• THE PROBLEM
Write out all of the listing exactly. Add nothing to it.
== SUPPLIED MATERIAL ==
PR #6211, opened 2021-12-03
xml serializer sec hardening

cquirosj:
adding XML serializer change and tests for security hardening

### DIFF
--- a/src/NServiceBus.Core.Tests/Serializers/XML/SerializerTests.cs
+++ b/src/NServiceBus.Core.Tests/Serializers/XML/SerializerTests.cs
@@ -1227,9 +1227,77 @@ namespace NServiceBus.Serializers.XML.Test
             Assert.AreEqual(message.Value, ((SerializedPair)messageDeserialized[0]).Value);
         }
 
+
+        [Test]
+        public void Should_throw_exception_when_deserializing_payloads_with_types_existing_in_deployed_assemblies_but_not_pre_discovered_as_message_types()
+        {
+            var xmlWithBaseType = @"<?xml version=""1.0"" ?>
+                <Messages
+                    xmlns:xsi=""http://www.w3.org/2001/XMLSchema-instance""
+                    xmlns:xsd=""http://www.w3.org/2001/XMLSchema""
+                    xmlns=""http://tempuri.net/NServiceBus.Core.Tests.Serializers.XML""
+                    xmlns:baseType=""NServiceBus.Core.Tests.Serializers.XML.IMyBusMessage"">
+                    <FirstMessage></FirstMessage>
+                    <SecondMessage></SecondMessage>
+                    <SecondMessage></SecondMessage>
+                    <SecondMessage></SecondMessage>
+                </Messages>
+                ";
+
+            using (var stream = new MemoryStream())
+            {
+                var streamWriter = new StreamWriter(stream);
+                streamWriter.Write(xmlWithBaseType);
+                streamWriter.Flush();
+                stream.Position = 0;
+
+                var serializer = SerializerInstanceWithZeroMessageTypes();
+                var exception = Assert.Throws<Exception>(() => serializer.Deserialize(stream.ToArray()));
+
+                Assert.True(exception.Message.StartsWith("Could not determine type for node:"));
+            }
+        }
+
+        static XmlMessageSerializer SerializerInstanceWithZeroMessageTypes() => SerializerFactory.Create();
+
+        [Test]
+        public void Should_throw_exception_when_deserializing_payloads_with_nsb_types()
+        {
+            var xml = @"<?xml version=""1.0""?><ReplyOptions xmlns:xsi=""http://www.w3.org/2001/XMLSchema-instance"" xmlns:xsd=""http://www.w3.org/2001/XMLSchema"" xmlns=""http://tempuri.net/NServiceBus""></ReplyOptions>";
+
+            using (var stream = new MemoryStream())
+            {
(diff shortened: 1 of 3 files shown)


src/NServiceBus.Core.Tests/Serializers/XML/SerializerTests.cs
```diff
@@ -1227,10 +1227,78 @@ public void Object_property_with_primitive_or_struct_value_should_serialize_corr
...
+                var exception = Assert.Throws<Exception>(() => serializer.Deserialize(stream.ToArray()));
+
+                Assert.True(exception.Message.StartsWith("Could not determine type for node:"));
+            }
+        }
+
+        static XmlMessageSerializer SerializerInstanceWithZeroMessageTypes() => SerializerFactory.Create();
+
+        [Test]
+        public void Should_throw_exception_when_deserializing_payloads_with_nsb_types()
```
timbussmann, line 1264: can we add some actual reference to `ReplyOptions` so that this test indicates an issue in case we remove the used public type for some reason while not adjusting the test?

timbussmann (approved):

src/NServiceBus.Core.Tests/Serializers/XML/SerializerTests.cs
```diff
@@ -1227,10 +1227,78 @@ public void Object_property_with_primitive_or_struct_value_should_serialize_corr
...
+                    <FirstMessage></FirstMessage>
+                    <SecondMessage></SecondMessage>
+                    <SecondMessage></SecondMessage>
+                    <SecondMessage></SecondMessage>
+                </Messages>
+                ";
+
+            using (var stream = new MemoryStream())
+            {
+                var streamWriter = new StreamWriter(stream);
```
danielmarbach, line 1249: Isn't streamwriter disposable too? Not that it really matters for the test but then you could it move on the same level like the MemStream. Also can we start using the new using syntax?

src/NServiceBus.Core.Tests/Serializers/XML/SerializerTests.cs
```diff
@@ -1227,10 +1227,78 @@ public void Object_property_with_primitive_or_struct_value_should_serialize_corr
...
+        public void Should_throw_exception_when_deserializing_payloads_with_system_types()
+        {
+            var xml = @"<?xml version=""1.0""?><ArrayList xmlns:xsi=""http://www.w3.org/2001/XMLSchema-instance"" xmlns:xsd=""http://www.w3.org/2001/XMLSchema"" xmlns=""http://tempuri.net/System.Collections""></ArrayList>";
+
+            using (var stream = new MemoryStream())
+            {
+                var streamWriter = new StreamWriter(stream);
+                streamWriter.Write(xml);
+                streamWriter.Flush();
+                stream.Position = 0;
```
danielmarbach, line 1290: Seems to be a common setup that could be provided with some helper. Normally, I go with don't abstract before you have used it three times as my own personal rule of thumb which we would have crossed here

src/NServiceBus.Core.Tests/Serializers/XML/SerializerTests.cs
timbussmann: I don't think we can use the new using syntax (c# 8) with .net472 as a target?

danielmarbach: Using is one of the features that works https://stackoverflow.com/questions/56651472/does-c-sharp-8-support-the-net-framework

cquirosj:
@timbussmann  and @danielmarbach I addressed your comments:

- Moving one test to another type in order to reuse nested types from the same .cs file
- Ensuring dispose is called for StreamWriter
- Removing blank lines
- Removing duplication
- Adding an actual reference to ReplyOptions

Could you take another look? Thanks

timbussmann (approved):

src/NServiceBus.Core.Tests/Serializers/XML/SerializerTests.cs
```diff
@@ -1227,6 +1227,49 @@ public void Object_property_with_primitive_or_struct_value_should_serialize_corr
...
+                        xmlns=""http://tempuri.net/System.Collections"">
+                    </ArrayList>";
+
+            var serializer = SerializerInstanceWithZeroMessageTypes();
+            Assert.Throws<Exception>(() => serializer.Deserialize(StringToByteArray(xml)));
+        }
+
+        static XmlMessageSerializer SerializerInstanceWithZeroMessageTypes() => SerializerFactory.Create();
+
+        byte[] StringToByteArray(string input)
```
danielmarbach, line 1260: This could be static if I'm not mistaken

src/NServiceBus.Core.Tests/Serializers/XML/Using_Infer_Type_With_Non_Nested_Class.cs
```diff
@@ -1,41 +1,57 @@
...
-</Messages>
-";
 
+            var serializer = SerializerFactory.Create();
+            var exception = Assert.Throws<Exception>(() => serializer.Deserialize(StringToByteArray(XmlWithBaseType)));
+
+            Assert.True(exception.Message.StartsWith("Could not determine type for node:"));
+        }
+
+        byte[] StringToByteArray(string input)
```
danielmarbach, line 45: This could be static if I'm not mistaken

danielmarbach (approved):
One nit. Feel free to ignore

PR #6218, opened 2021-12-22
move learning transport extensions to the right namespace

HEskandari:
This fixes the type clashes of two `UseTransport<T>` extension methods that prevent smooth transition from v7 to v8.


mikeminutillo:
This will mean that users will have to import the Learning Transport namespace in order to use it, which is adding additional friction.

HEskandari:
@mikeminutillo not necessarily. The overload of UseTransport<T> looks like this:

```
public RoutingSettings<TTransport> UseTransport<TTransport>(TTransport transportDefinition)
            where TTransport : TransportDefinition
```

So the usage of `UseTransport<LearningTransport>();` would not work. The LearningTransport is in the NServiceBus namespace, so the usage that works, would look like this:

```
using NServiceBus;

var routing = endpointConfiguration.UseTransport<LearningTransport>(new LearningTransport());
```

mikeminutillo:
So the only time that it matters is if someone is upgrading a code-base from v7 to v8. Keeping the API but hiding in another namespace might allow the tooling to detect the overload and suggest importing the namespace to resolve the missing method. Any user starting a new project should conform to the new API anyway.

I'm not certain that it's worth it. Will users be upgrading their v7 endpoints that use the learning transport to v8? I would expect that type of upgrade to be limited to codebases intended for production (which in turn, should not be using the learning transport).

HEskandari:
Closing this as per the result of [the RFC](https://github.com/Particular/DeveloperExperience/pull/1896).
===
• OUTPUT BELOW
PR #6211, opened 2021-12-03
xml serializer sec hardening

cquirosj:
adding XML serializer change and tests for security hardening

### DIFF
--- a/src/NServiceBus.Core.Tests/Serializers/XML/SerializerTests.cs
+++ b/src/NServiceBus.Core.Tests/Serializers/XML/SerializerTests.cs
@@ -1227,9 +1227,77 @@ namespace NServiceBus.Serializers.XML.Test
             Assert.AreEqual(message.Value, ((SerializedPair)messageDeserialized[0]).Value);
         }
 
+
+        [Test]
+        public void Should_throw_exception_when_deserializing_payloads_with_types_existing_in_deployed_assemblies_but_not_pre_discovered_as_message_types()
+        {
+            var xmlWithBaseType = @"<?xml version=""1.0"" ?>
+                <Messages
+                    xmlns:xsi=""http://www.w3.org/2001/XMLSchema-instance""
+                    xmlns:xsd=""http://www.w3.org/2001/XMLSchema""
+                    xmlns=""http://tempuri.net/NServiceBus.Core.Tests.Serializers.XML""
+                    xmlns:baseType=""NServiceBus.Core.Tests.Serializers.XML.IMyBusMessage"">
+                    <FirstMessage></FirstMessage>
+                    <SecondMessage></SecondMessage>
+                    <SecondMessage></SecondMessage>
+                    <SecondMessage></SecondMessage>
+                </Messages>
+                ";
+
+            using (var stream = new MemoryStream())
+            {
+                var streamWriter = new StreamWriter(stream);
+                streamWriter.Write(xmlWithBaseType);
+                streamWriter.Flush();
+                stream.Position = 0;
+
+                var serializer = SerializerInstanceWithZeroMessageTypes();
+                var exception = Assert.Throws<Exception>(() => serializer.Deserialize(stream.ToArray()));
+
+                Assert.True(exception.Message.StartsWith("Could not determine type for node:"));
+            }
+        }
+
+        static XmlMessageSerializer SerializerInstanceWithZeroMessageTypes() => SerializerFactory.Create();
+
+        [Test]
+        public void Should_throw_exception_when_deserializing_payloads_with_nsb_types()
+        {
+            var xml = @"<?xml version=""1.0""?><ReplyOptions xmlns:xsi=""http://www.w3.org/2001/XMLSchema-instance"" xmlns:xsd=""http://www.w3.org/2001/XMLSchema"" xmlns=""http://tempuri.net/NServiceBus""></ReplyOptions>";
+
+            using (var stream = new MemoryStream())
+            {
(diff shortened: 1 of 3 files shown)


src/NServiceBus.Core.Tests/Serializers/XML/SerializerTests.cs
```diff
@@ -1227,10 +1227,78 @@ public void Object_property_with_primitive_or_struct_value_should_serialize_corr
...
+                var exception = Assert.Throws<Exception>(() => serializer.Deserialize(stream.ToArray()));
+
+                Assert.True(exception.Message.StartsWith("Could not determine type for node:"));
+            }
+        }
+
+        static XmlMessageSerializer SerializerInstanceWithZeroMessageTypes() => SerializerFactory.Create();
+
+        [Test]
+        public void Should_throw_exception_when_deserializing_payloads_with_nsb_types()
```
timbussmann, line 1264: can we add some actual reference to `ReplyOptions` so that this test indicates an issue in case we remove the used public type for some reason while not adjusting the test?

timbussmann (approved):

src/NServiceBus.Core.Tests/Serializers/XML/SerializerTests.cs
```diff
@@ -1227,10 +1227,78 @@ public void Object_property_with_primitive_or_struct_value_should_serialize_corr
...
+                    <FirstMessage></FirstMessage>
+                    <SecondMessage></SecondMessage>
+                    <SecondMessage></SecondMessage>
+                    <SecondMessage></SecondMessage>
+                </Messages>
+                ";
+
+            using (var stream = new MemoryStream())
+            {
+                var streamWriter = new StreamWriter(stream);
```
danielmarbach, line 1249: Isn't streamwriter disposable too? Not that it really matters for the test but then you could it move on the same level like the MemStream. Also can we start using the new using syntax?

src/NServiceBus.Core.Tests/Serializers/XML/SerializerTests.cs
```diff
@@ -1227,10 +1227,78 @@ public void Object_property_with_primitive_or_struct_value_should_serialize_corr
...
+        public void Should_throw_exception_when_deserializing_payloads_with_system_types()
+        {
+            var xml = @"<?xml version=""1.0""?><ArrayList xmlns:xsi=""http://www.w3.org/2001/XMLSchema-instance"" xmlns:xsd=""http://www.w3.org/2001/XMLSchema"" xmlns=""http://tempuri.net/System.Collections""></ArrayList>";
+
+            using (var stream = new MemoryStream())
+            {
+                var streamWriter = new StreamWriter(stream);
+                streamWriter.Write(xml);
+                streamWriter.Flush();
+                stream.Position = 0;
```
danielmarbach, line 1290: Seems to be a common setup that could be provided with some helper. Normally, I go with don't abstract before you have used it three times as my own personal rule of thumb which we would have crossed here

src/NServiceBus.Core.Tests/Serializers/XML/SerializerTests.cs
timbussmann: I don't think we can use the new using syntax (c# 8) with .net472 as a target?

danielmarbach: Using is one of the features that works https://stackoverflow.com/questions/56651472/does-c-sharp-8-support-the-net-framework

cquirosj:
@timbussmann  and @danielmarbach I addressed your comments:

- Moving one test to another type in order to reuse nested types from the same .cs file
- Ensuring dispose is called for StreamWriter
- Removing blank lines
- Removing duplication
- Adding an actual reference to ReplyOptions

Could you take another look? Thanks

timbussmann (approved):

src/NServiceBus.Core.Tests/Serializers/XML/SerializerTests.cs
```diff
@@ -1227,6 +1227,49 @@ public void Object_property_with_primitive_or_struct_value_should_serialize_corr
...
+                        xmlns=""http://tempuri.net/System.Collections"">
+                    </ArrayList>";
+
+            var serializer = SerializerInstanceWithZeroMessageTypes();
+            Assert.Throws<Exception>(() => serializer.Deserialize(StringToByteArray(xml)));
+        }
+
+        static XmlMessageSerializer SerializerInstanceWithZeroMessageTypes() => SerializerFactory.Create();
+
+        byte[] StringToByteArray(string input)
```
danielmarbach, line 1260: This could be static if I'm not mistaken

src/NServiceBus.Core.Tests/Serializers/XML/Using_Infer_Type_With_Non_Nested_Class.cs
```diff
@@ -1,41 +1,57 @@
...
-</Messages>
-";
 
+            var serializer = SerializerFactory.Create();
+            var exception = Assert.Throws<Exception>(() => serializer.Deserialize(StringToByteArray(XmlWithBaseType)));
+
+            Assert.True(exception.Message.StartsWith("Could not determine type for node:"));
+        }
+
+        byte[] StringToByteArray(string input)
```
danielmarbach, line 45: This could be static if I'm not mistaken

danielmarbach (approved):
One nit. Feel free to ignore

PR #6218, opened 2021-12-22
move learning transport extensions to the right namespace

HEskandari:
This fixes the type clashes of two `UseTransport<T>` extension methods that prevent smooth transition from v7 to v8.


mikeminutillo:
This will mean that users will have to import the Learning Transport namespace in order to use it, which is adding additional friction.

HEskandari:
@mikeminutillo not necessarily. The overload of UseTransport<T> looks like this:

```
public RoutingSettings<TTransport> UseTransport<TTransport>(TTransport transportDefinition)
            where TTransport : TransportDefinition
```

So the usage of `UseTransport<LearningTransport>();` would not work. The LearningTransport is in the NServiceBus namespace, so the usage that works, would look like this:

```
using NServiceBus;

var routing = endpointConfiguration.UseTransport<LearningTransport>(new LearningTransport());
```

mikeminutillo:
So the only time that it matters is if someone is upgrading a code-base from v7 to v8. Keeping the API but hiding in another namespace might allow the tooling to detect the overload and suggest importing the namespace to resolve the missing method. Any user starting a new project should conform to the new API anyway.

I'm not certain that it's worth it. Will users be upgrading their v7 endpoints that use the learning transport to v8? I would expect that type of upgrade to be limited to codebases intended for production (which in turn, should not be using the learning transport).

HEskandari:
Closing this as per the result of [the RFC](https://github.com/Particular/DeveloperExperience/pull/1896).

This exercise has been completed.